» **DATA RECORDS**:
··········

PR #794, opened 2022-01-12
add sequence number to multi sig control

### LINKED ISSUE #795: [SPEC ONLY] Review multsig contract
We still have the issue of stranded withdrawals if signer set changes sufficiently. 

This issue is to write / update the specs for the multisig contract to  store a history of the valid signatures signers together with an update sequence number? That way a withdrawal that contains the signatures and sequence number can be validated even after more than a third of the signers changed. This would fix the problem of a party generating a withdrawal bundle, not submitting it to Ethereum and validators changing.

see: https://vegaprotocol.slack.com/archives/CMVDT0ZU6/p1641995034007500

jeremyletang:


jeremyletang:
@edd @barnabee @davidsiska-vega

davidsiska-vega:
Is there any reason why not to assume we store the weights corresponding to the sequence number? Maybe optional weights so the spec works whether the multisig uses those or not.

··········

» **WHAT TO PRODUCE**: After reading through the records, retype all of them exactly.

» **SOLUTION TO THE EXERCISE**:
PR #794, opened 2022-01-12
add sequence number to multi sig control

### LINKED ISSUE #795: [SPEC ONLY] Review multsig contract
We still have the issue of stranded withdrawals if signer set changes sufficiently. 

This issue is to write / update the specs for the multisig contract to  store a history of the valid signatures signers together with an update sequence number? That way a withdrawal that contains the signatures and sequence number can be validated even after more than a third of the signers changed. This would fix the problem of a party generating a withdrawal bundle, not submitting it to Ethereum and validators changing.

see: https://vegaprotocol.slack.com/archives/CMVDT0ZU6/p1641995034007500

jeremyletang:


jeremyletang:
@edd @barnabee @davidsiska-vega

davidsiska-vega:
Is there any reason why not to assume we store the weights corresponding to the sequence number? Maybe optional weights so the spec works whether the multisig uses those or not.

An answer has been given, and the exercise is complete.